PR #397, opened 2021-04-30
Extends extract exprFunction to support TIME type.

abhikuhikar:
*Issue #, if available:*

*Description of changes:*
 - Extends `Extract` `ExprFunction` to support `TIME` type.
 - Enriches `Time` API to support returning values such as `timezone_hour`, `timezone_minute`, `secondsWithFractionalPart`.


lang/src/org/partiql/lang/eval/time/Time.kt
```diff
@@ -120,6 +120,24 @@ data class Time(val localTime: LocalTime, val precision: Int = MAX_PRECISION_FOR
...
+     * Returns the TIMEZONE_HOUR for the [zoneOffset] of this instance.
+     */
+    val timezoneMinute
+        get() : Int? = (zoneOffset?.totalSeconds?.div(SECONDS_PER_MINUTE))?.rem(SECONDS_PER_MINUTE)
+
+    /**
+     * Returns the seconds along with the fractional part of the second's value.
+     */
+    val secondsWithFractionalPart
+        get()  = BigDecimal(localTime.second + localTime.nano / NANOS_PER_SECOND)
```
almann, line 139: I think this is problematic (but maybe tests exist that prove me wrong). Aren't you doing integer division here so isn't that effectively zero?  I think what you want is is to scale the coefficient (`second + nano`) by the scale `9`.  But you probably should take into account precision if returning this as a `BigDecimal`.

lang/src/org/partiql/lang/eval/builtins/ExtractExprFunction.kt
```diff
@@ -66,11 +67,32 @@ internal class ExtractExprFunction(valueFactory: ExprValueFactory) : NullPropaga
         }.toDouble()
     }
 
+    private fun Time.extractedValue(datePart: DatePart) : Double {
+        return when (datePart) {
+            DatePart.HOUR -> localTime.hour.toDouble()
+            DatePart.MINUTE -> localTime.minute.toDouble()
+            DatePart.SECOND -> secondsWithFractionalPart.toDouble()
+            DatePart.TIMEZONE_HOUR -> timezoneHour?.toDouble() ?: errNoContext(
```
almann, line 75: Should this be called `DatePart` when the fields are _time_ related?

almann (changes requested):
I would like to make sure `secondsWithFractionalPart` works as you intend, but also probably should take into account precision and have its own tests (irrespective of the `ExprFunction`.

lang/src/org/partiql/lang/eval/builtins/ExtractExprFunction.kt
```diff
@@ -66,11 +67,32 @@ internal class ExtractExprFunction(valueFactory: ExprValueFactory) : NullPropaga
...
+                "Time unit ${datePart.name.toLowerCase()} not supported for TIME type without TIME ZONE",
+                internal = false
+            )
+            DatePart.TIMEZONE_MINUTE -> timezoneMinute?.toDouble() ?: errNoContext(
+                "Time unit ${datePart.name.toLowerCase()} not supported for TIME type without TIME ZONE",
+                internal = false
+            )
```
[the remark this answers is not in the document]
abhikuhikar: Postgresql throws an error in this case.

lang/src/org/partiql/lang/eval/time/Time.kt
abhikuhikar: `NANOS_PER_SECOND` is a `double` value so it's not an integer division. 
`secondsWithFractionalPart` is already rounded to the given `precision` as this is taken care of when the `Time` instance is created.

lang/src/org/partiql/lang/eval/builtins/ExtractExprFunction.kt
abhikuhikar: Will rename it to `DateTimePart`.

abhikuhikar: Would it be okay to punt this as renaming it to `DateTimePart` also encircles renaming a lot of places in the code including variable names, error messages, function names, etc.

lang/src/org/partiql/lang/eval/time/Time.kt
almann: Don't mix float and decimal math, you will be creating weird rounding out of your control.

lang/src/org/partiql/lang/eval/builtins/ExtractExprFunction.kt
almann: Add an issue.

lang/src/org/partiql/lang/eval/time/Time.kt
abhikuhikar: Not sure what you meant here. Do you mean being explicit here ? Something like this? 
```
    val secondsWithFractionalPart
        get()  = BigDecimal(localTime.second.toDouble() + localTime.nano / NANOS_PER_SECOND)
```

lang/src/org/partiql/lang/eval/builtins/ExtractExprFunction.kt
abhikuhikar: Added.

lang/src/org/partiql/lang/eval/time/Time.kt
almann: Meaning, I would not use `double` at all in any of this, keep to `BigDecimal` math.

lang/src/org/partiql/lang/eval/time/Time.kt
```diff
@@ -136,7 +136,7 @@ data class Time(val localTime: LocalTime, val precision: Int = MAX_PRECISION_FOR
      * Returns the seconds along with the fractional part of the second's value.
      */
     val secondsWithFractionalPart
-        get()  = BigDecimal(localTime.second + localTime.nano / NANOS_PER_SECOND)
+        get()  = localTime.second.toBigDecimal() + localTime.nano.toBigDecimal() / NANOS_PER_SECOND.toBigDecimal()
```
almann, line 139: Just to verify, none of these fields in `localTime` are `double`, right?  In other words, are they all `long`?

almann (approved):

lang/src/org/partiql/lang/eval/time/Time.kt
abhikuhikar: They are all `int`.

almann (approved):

==

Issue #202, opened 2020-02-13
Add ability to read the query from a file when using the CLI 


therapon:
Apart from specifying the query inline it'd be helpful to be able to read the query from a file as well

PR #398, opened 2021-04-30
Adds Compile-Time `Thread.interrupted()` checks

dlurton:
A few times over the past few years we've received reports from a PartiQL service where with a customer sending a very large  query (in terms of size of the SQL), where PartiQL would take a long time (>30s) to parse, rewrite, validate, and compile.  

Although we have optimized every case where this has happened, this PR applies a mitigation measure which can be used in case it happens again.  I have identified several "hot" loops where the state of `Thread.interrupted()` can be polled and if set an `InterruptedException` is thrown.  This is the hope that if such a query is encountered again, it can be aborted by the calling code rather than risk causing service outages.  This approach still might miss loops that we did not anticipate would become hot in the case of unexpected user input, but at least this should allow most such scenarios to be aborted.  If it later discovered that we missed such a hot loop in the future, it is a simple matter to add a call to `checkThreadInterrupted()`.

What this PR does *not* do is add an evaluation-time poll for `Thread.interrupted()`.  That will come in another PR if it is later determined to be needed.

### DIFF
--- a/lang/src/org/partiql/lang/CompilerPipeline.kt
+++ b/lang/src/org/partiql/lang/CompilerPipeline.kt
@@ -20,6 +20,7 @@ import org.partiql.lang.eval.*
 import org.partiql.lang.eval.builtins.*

...

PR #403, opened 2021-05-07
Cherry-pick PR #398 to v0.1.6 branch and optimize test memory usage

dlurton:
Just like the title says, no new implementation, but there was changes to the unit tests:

Your goal: Take each line above that contains "also" and copy it out.

Answer for the task:
I would like to make sure `secondsWithFractionalPart` works as you intend, but also probably should take into account precision and have its own tests (irrespective of the `ExprFunction`.
abhikuhikar: Would it be okay to punt this as renaming it to `DateTimePart` also encircles renaming a lot of places in the code including variable names, error messages, function names, etc.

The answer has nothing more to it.